3. Manejo cultural – práticas como rotação de culturas, manejo adequado da adubação e época de plantio podem influenciar na incidência da cigarrinha do milho. O manejo integrado de pragas (MIP) inclui também a adoção de técnicas que promovam a biodiversidade na área cultivada, reduzindo assim a pressão das pragas.
4. Controle do milho voluntário – todos os produtores rurais também devem estar atentos ao manejo de entressafra, com relação ao surgimento e erradicação do milho voluntário ou milho tiguera. Essas plantas são frequentemente observadas em áreas produtivas e podem favorecer a permanência dos patógenos e do vetor, sendo fonte de inóculo desses e outros patógenos. Assim a manutenção de plantas de milho nas áreas de lavoura é condição favorável para permanência dos patógenos e do vetor. Daí a importância de quebra do ciclo biológico da cigarrinha e da ponte verde na cultura. É importante o agricultor realizar monitoramentos constantes na entressafra do milho para identificar presença de plantas tiguera e eliminá-las antes da nova semeadura. E, no caso do aumento da incidência de cigarrinhas, adotar o controle químico já no início da lavoura.
5. Controle químico – em casos severos, o controle químico no início da lavoura pode ser necessário. No entanto, é fundamental que seja realizado de forma racional e seguindo as recomendações técnicas para minimizar impactos ambientais e evitar resistência das pragas aos defensivos agrícolas.

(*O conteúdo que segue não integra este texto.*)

PR #118, opened 2014-06-19
Mat 420 rename dense matrix types to match java API

stuartarchibald:
This PR:
- Renames the C++ `OG{Real,Complex}Matrix` type to `OG{Real,Complex}DenseMatrix` to be consistent with the java API and also to be truer in name to the underlying data.
- Adjusts the enum names used in RTTI to match the change above.

The commit messages contain the expressions used to do most of the work. Some manual patching up was needed (e.g. autogeneration scheme).

No change in coverage as no additional logic was added, this is purely a variable name refactor.


gmarkall:
Many thanks for this - the existing changes look good. There are also some mentions of "RealMatrix" and "ComplexMatrix" that remain:

In jdispatch.hh/jdispatch.cc - `JavaTerminal` docstrings still refer to `OGRealMatrix` and `OGComplexMatrix`. The methods are also still called `createRealMatrix` and `createComplexMatrix` - perhaps these should be renamed to `createRealDenseMatrix` etc.? Additionally, there is an unrelated typo in most of these docstrings from the last PR (`@parame` instead of `@param`) which could do with fixing up if you are inclined to do so at the same time.

Less important mentions, since they're just part of test code (I don't mind whether these remain):

In check_svd.cc: `TEST(SVDTests,CheckRealMatrix)` / `TEST(SVDTests,CheckComplexMatrix)`
In check_expressions.cc: `TEST(VirtualCopyTest, RealMatrix)` / `TEST(VirtualCopyTest, ComplexMatrix)`

stuartarchibald:
Thanks for the review. I agree with your comments and have implemented a further patch (29c9518) to address them.

gmarkall:
Thanks for the fixups. This now looks great, and it's good to have consistency between the Java and C++ sides now. Merging.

O controle da cigarrinha do milho e do enfezamento é crucial não apenas para garantir a sustentabilidade e a rentabilidade das lavouras, mas também para preservar a posição de destaque do Brasil como um dos principais produtores de milho globalmente. A implementação de práticas de manejo integrado, aliada à pesquisa contínua e ao desenvolvimento de cultivares resistentes, são passos fundamentais para enfrentar os desafios fitossanitários que ameaçam a cultura do milho.